Does the crawler follow links to other domains?
No. The crawler only follows links within the same domain as the start URL. This prevents accidentally crawling the entire internet.
How does URL filtering work?
Use includeUrlGlobs to restrict crawling to specific sections of a site (e.g., https://example.com/docs/**). Use excludeUrlGlobs to skip certain pages (e.g., **login**, **.pdf). Glob patterns use standard wildcard matching where * matches anything within a path segment and ** matches across segments.
Does it handle JavaScript-rendered content?
Yes. The default Chromium mode renders JavaScript before extracting content. This means Single Page Applications (SPAs), React sites, and other dynamic pages are fully supported.
How clean is the extracted content?
The crawler automatically removes navigation menus, headers, footers, scripts, styles, cookie banners, and other non-content elements. The resulting text or markdown contains only the main page content.

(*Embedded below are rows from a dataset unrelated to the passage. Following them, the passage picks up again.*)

PR #1276, opened 2017-07-13
Fixed #1265 - 2.0: CouchbaseLiteException should be RuntimeException …

### LINKED ISSUE #1265: 2.0: CouchbaseLiteException should be RuntimeException or Exception
Currently CouchbaseLiteException extends from RuntimeException. However, some Exceptions could be thrown because of expected error like 409 - Conflict error. In some cases, CouchbaseLiteException is better to be extended from Exception.

Possible choices.
- Keep extending from RuntimeException
- Switch to extend from Exception.
- Define two CouchbaseLiteException(s) one is from RuntimeException, another one is from Exception.

hideki:
…or Exception

- Make CouchbaseLiteException extended from Exception instead of Runtime.
- Introduced CouchbaseLiteRuntimeException which could be thrown by inappropriate  codes
- API spec which has `thrown` keywords throws CouchbaseLiteException, others could throw CouchbaseLiteRuntimeException.

- In addition, removed /* package */ comment.
- some code formating.

### DIFF
--- a/shared/src/main/java/com/couchbase/lite/Database.java
+++ b/shared/src/main/java/com/couchbase/lite/Database.java
@@ -188,7 +188,7 @@ public final class Database {
      *
      * @param document
      */
-    public void save(Document document) {
+    public void save(Document document) throws CouchbaseLiteException {
         prepareDocument(document);
         document.save();
     }
@@ -203,7 +203,7 @@ public final class Database {
      *
      * @param document
      */
-    public void delete(Document document) {
+    public void delete(Document document) throws CouchbaseLiteException {
         prepareDocument(document);
         document.delete();
     }
@@ -214,7 +214,7 @@ public final class Database {
      *
      * @param document
      */
-    public void purge(Document document) {
+    public void purge(Document document) throws CouchbaseLiteException {
         prepareDocument(document);
         document.purge();
     }
@@ -229,7 +229,7 @@ public final class Database {
      * @param action the action which is implementation of Runnable interface
      * @throws CouchbaseLiteException Throws an exception if any error occurs during the operation.
      */
-    public void inBatch(Runnable action) throws CouchbaseLiteException, IllegalStateException {
+    public void inBatch(Runnable action) throws CouchbaseLiteException {
         mustBeOpen();
 
         try {
@@ -241,8 +241,6 @@ public final class Database {
                     action.run();
                     commit = true;
                 } catch (RuntimeException e) {
-                    if (e instanceof CouchbaseLiteException)
-                        throw e;
                     throw new CouchbaseLiteException(e);
                 }
             } finally {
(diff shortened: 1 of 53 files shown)


shared/src/main/java/com/couchbase/lite/Database.java
```diff
@@ -489,27 +487,26 @@ protected void finalize() throws Throwable {
...
+    Database copy() throws CouchbaseLiteException {
         return new Database(this.name, this.config);
     }
 
     //////// DATABASES:
 
     void mustBeOpen() {
         if (c4db == null)
-            throw new IllegalStateException("Database is not open.");
+            throw new CouchbaseLiteRuntimeException("Database is not open.");
```
pasin: I think we should throw IllegalStateException instead of CouchbaseLiteRuntimeException as it's self described that this is in an inconsistent or illegal state that users shouldn't do. CouchbaseLiteRuntimeException should be something that LC might thrown but not expected?

shared/src/main/java/com/couchbase/lite/ReadOnlyDocument.java
```diff
@@ -161,26 +164,23 @@ else if (c == '-')
...
 
-    /*package*/ ConflictResolver effectiveConflictResolver() {
+    ConflictResolver effectiveConflictResolver() {
         return getDatabase().getConflictResolver() != null ?
                 getDatabase().getConflictResolver() :
                 new DefaultConflictResolver();
     }
 
-    /* package */ boolean selectConflictingRevision() {
+    boolean selectConflictingRevision() throws CouchbaseLiteException {
```
pasin: Is CouchbaseLiteException thrown from anything in this method? 
Or it should return void but throw CouchbaseLiteException instead?

shared/src/main/java/com/couchbase/lite/ReadOnlyDocument.java
```diff
@@ -192,19 +192,20 @@ else if (c == '-')
         return true;
     }
 
-    /* package */ boolean selectCommonAncestor(ReadOnlyDocument doc1, ReadOnlyDocument doc2) {
+    boolean selectCommonAncestor(ReadOnlyDocument doc1, ReadOnlyDocument doc2)
+            throws CouchbaseLiteException {
```
pasin: Is CouchbaseLiteException thrown from anything in this method? 
Or it should return void but throw CouchbaseLiteException instead?

pasin:
As it has too many unrelated changes, I don't know if I can cover everything.

pasin:
For further PR, PLEASE separate unrelated stuff such as code formatting into separated commits. It's really difficult to review.

hideki:
@pasin, Sorry for including formatting changes in this PR.

hideki:
@pasin Applied your feedbacks to this PR. please review changes?

https://github.com/couchbase/couchbase-lite-android/pull/1276/commits/df8bd973e8005e147f24e056884df6496c9f5b25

Can I crawl password-protected pages?
No. This crawler works with publicly accessible pages only. It does not support login or authentication.
What happens if a page fails to load?
Failed pages are logged and skipped. The crawler continues with the remaining URLs. Check the run log for details on any failures.
Does the crawler respect robots.txt?
The headless browser mode does not explicitly check robots.txt. If you need to respect robots.txt restrictions, review the site's rules before crawling.
What output formats are available for export?
Results can be exported as JSON, CSV, Excel (XLSX), HTML, RSS, or XML directly from the Apify platform.